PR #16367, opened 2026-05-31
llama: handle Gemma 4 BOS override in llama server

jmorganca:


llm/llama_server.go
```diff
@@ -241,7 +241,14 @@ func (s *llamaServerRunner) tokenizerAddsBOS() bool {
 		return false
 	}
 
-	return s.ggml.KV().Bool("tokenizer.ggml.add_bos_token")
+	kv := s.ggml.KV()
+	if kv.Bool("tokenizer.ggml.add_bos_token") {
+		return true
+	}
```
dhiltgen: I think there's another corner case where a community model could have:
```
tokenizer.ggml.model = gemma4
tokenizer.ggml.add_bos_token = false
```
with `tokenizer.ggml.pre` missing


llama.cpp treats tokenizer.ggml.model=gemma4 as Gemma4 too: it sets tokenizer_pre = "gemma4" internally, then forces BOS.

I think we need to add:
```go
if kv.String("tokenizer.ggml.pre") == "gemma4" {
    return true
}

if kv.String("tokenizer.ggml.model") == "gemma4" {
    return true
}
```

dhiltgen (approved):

------------------------------------------------------------

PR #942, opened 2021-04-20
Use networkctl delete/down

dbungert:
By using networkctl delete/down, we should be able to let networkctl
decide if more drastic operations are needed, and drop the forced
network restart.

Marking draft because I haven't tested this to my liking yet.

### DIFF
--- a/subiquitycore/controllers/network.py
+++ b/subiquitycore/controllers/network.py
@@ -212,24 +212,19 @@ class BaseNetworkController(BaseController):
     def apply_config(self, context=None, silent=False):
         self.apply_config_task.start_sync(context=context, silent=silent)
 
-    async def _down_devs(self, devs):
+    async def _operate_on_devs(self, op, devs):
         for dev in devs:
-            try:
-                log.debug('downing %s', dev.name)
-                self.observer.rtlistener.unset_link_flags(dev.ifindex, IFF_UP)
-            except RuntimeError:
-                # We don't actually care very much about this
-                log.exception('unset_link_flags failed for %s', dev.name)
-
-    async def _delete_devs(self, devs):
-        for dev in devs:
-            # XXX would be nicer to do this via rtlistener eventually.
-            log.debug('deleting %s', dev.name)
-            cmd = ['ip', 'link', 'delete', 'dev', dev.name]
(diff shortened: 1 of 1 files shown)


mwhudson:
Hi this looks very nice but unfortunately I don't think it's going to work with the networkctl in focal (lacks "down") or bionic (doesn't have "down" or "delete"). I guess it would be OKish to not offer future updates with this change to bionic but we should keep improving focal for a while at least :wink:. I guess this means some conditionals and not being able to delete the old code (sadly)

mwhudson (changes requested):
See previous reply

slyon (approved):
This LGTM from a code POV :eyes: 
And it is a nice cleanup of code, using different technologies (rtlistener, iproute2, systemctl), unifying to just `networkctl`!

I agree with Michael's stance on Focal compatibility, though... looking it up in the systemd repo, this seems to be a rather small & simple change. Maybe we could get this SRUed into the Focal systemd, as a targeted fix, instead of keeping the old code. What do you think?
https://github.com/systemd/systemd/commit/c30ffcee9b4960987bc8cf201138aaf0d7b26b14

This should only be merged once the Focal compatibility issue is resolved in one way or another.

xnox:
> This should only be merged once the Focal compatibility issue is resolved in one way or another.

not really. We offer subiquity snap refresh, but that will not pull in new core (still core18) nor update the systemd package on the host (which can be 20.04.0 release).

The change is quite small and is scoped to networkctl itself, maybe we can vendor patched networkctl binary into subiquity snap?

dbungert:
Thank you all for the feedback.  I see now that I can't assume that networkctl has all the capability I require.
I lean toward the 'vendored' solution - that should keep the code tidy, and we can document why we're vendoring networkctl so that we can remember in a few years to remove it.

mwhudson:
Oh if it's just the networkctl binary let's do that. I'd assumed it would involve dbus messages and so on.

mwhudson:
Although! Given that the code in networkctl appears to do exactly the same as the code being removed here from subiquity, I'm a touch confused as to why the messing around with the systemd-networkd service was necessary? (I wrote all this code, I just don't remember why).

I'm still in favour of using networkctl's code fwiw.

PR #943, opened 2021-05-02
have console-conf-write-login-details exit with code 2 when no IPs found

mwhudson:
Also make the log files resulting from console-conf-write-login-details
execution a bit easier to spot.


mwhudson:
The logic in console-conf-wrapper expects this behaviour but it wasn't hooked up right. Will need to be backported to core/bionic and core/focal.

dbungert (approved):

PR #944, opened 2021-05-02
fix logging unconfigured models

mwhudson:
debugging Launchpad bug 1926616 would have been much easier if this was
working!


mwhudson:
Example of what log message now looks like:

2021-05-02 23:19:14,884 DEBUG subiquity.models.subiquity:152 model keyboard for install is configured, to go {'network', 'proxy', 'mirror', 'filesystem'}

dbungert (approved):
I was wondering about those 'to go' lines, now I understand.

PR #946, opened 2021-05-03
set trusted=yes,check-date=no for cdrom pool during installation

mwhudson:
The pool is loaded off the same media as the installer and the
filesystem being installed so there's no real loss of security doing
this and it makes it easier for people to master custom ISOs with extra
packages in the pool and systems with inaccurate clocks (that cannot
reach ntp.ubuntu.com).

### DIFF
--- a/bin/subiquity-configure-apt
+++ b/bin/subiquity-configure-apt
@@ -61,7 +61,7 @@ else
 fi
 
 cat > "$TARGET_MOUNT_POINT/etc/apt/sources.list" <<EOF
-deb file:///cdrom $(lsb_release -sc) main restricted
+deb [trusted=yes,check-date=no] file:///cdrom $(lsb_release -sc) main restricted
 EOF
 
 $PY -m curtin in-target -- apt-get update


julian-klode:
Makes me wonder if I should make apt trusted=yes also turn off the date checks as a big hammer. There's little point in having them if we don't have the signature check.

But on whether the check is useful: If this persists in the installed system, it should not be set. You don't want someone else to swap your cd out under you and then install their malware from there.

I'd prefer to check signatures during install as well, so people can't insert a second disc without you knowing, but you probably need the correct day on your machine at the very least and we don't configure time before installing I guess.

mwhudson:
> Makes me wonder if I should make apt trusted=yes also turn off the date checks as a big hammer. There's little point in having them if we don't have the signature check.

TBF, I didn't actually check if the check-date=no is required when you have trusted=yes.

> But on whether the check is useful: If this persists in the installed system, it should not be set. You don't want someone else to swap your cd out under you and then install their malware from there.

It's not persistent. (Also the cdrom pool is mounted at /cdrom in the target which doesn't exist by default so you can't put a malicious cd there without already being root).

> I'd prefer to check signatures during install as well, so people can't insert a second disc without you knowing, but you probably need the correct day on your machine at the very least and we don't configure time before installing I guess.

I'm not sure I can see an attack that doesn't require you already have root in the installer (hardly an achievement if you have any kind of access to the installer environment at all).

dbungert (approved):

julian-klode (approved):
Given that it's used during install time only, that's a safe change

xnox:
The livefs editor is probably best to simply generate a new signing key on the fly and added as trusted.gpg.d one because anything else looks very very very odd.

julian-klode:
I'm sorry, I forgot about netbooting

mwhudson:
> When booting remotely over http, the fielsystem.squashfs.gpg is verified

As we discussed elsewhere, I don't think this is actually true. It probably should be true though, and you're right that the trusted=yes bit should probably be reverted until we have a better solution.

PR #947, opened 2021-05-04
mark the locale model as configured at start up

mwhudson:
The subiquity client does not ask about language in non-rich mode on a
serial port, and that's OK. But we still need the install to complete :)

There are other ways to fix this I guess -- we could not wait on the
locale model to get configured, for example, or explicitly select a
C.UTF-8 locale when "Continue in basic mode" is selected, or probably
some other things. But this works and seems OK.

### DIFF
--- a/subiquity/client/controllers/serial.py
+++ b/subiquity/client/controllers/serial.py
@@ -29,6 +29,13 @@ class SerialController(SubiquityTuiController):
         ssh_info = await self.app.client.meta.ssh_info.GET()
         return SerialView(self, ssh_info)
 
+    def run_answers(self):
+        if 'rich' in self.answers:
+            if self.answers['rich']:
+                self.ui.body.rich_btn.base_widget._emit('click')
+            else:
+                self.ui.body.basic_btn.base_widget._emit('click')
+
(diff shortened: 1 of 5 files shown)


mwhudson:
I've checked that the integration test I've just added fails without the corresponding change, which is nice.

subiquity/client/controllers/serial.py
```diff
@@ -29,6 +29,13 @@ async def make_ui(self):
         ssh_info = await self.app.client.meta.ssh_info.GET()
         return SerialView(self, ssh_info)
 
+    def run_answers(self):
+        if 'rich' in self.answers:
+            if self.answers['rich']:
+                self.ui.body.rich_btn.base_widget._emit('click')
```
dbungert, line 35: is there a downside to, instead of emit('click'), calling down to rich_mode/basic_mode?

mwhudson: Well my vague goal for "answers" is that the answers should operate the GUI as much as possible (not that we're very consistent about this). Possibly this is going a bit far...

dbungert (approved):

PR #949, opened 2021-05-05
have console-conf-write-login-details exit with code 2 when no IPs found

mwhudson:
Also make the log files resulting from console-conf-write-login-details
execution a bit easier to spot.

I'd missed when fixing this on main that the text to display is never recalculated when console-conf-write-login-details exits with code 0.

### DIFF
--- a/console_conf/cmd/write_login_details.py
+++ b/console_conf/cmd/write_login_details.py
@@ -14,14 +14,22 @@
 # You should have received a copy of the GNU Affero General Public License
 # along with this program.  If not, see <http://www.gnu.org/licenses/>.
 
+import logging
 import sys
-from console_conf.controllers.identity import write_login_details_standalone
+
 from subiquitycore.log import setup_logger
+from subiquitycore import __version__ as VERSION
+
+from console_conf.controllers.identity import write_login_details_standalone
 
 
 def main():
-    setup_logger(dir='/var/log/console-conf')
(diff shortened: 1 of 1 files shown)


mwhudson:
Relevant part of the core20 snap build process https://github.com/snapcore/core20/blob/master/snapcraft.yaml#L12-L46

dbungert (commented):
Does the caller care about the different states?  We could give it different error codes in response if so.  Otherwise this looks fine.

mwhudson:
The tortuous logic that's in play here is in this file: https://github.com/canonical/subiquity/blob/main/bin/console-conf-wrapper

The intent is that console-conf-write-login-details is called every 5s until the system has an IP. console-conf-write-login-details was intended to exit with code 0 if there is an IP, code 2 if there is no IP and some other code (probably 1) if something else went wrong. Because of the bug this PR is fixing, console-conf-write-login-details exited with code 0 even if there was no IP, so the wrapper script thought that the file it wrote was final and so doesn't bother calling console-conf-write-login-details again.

------------------------------------------------------------

■ **Problem description**
Show each line in the entries that holds the string "same".

■ **Solution to the exercise**
Although! Given that the code in networkctl appears to do exactly the same as the code being removed here from subiquity, I'm a touch confused as to why the messing around with the systemd-networkd service was necessary? (I wrote all this code, I just don't remember why).
The pool is loaded off the same media as the installer and the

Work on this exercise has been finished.